Check available GPU types and authorization:
exo dedicated-inference deployment instance-type -z "$ZONE"Check allowed inference engine parameters for the default vLLM engine version:
exo dedicated-inference deployment create --inference-engine-parameter-helpGPU Memory Errors
A deployment can run out of memory even when the model weights fit. Long context windows also reserve memory for the KV-cache. That memory can be large.
Try a lower context length:
--inference-engine-params '--max-model-len=32768'If supported in the context you’re in, a lower-precision KV-cache can also reduce memory use:
--inference-engine-params '--kv-cache-dtype=fp8'If the model still doesn’t fit, create a new deployment with more GPUs or a GPU type with more memory. --gpu-count and GPU type are fixed after creation. Scaling replicas helps concurrency, but it doesn’t give one request more GPU memory.
If the Model Is Not Created
A deployment needs a model in the created state.
Check models in the zone:
exo dedicated-inference model list -z "$ZONE"If the model is still creating, downloading, or error, fix the model import first. Common causes are a wrong Hugging Face model ID, missing access to a gated model, or unsupported model files.
For gated or private models, see Import Gated Models.
Request Errors
If the deployment is ready but requests fail, check the client setup.
| Error | Likely cause | What to do |
|---|---|---|
401 Unauthorized | Wrong deployment API key | Reveal the key again and update the client |
404 Not Found | Wrong endpoint URL or missing /v1 path | Check the URL with deployment show |
400 Bad Request | Invalid request body | Check the JSON payload and model name |
429 Too Many Requests | More traffic than the deployment can handle | Reduce traffic or add replicas |
500 | Runtime error during inference | Check state and logs |
Reveal the deployment API key:
exo dedicated-inference deployment reveal-api-key "$DEPLOYMENT" -z "$ZONE"Use it as a bearer token:
Authorization: Bearer <api-key>Dedicated Inference endpoints are OpenAI-compatible. Use the deployment URL as the base URL and include the /v1 path.
Slow Responses
Slow responses usually come from long prompts, high max_tokens, too much traffic, or limited GPU memory headroom.

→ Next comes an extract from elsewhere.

PR #212, opened 2018-01-15
Add location for sit equipments.

junghao:


ozym:
@junghao I have merged in the go vet / go fmt #201 so this may have some impact on this PR.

Add replicas when you need to handle more concurrent requests:
exo dedicated-inference deployment scale "$DEPLOYMENT" 3 -z "$ZONE"Replicas add more running copies of the same deployment. They help with concurrency. They don’t make one heavy request faster.
Collect Details for Support
Before opening a ticket, collect state and logs:
exo dedicated-inference deployment show "$DEPLOYMENT" -z "$ZONE" > deployment-info.txt
exo dedicated-inference deployment logs "$DEPLOYMENT" -z "$ZONE" --tail 500 > deployment-logs.txtDon’t include deployment API keys, Hugging Face tokens, or other secrets.
Open a support ticket through the Exoscale Portal.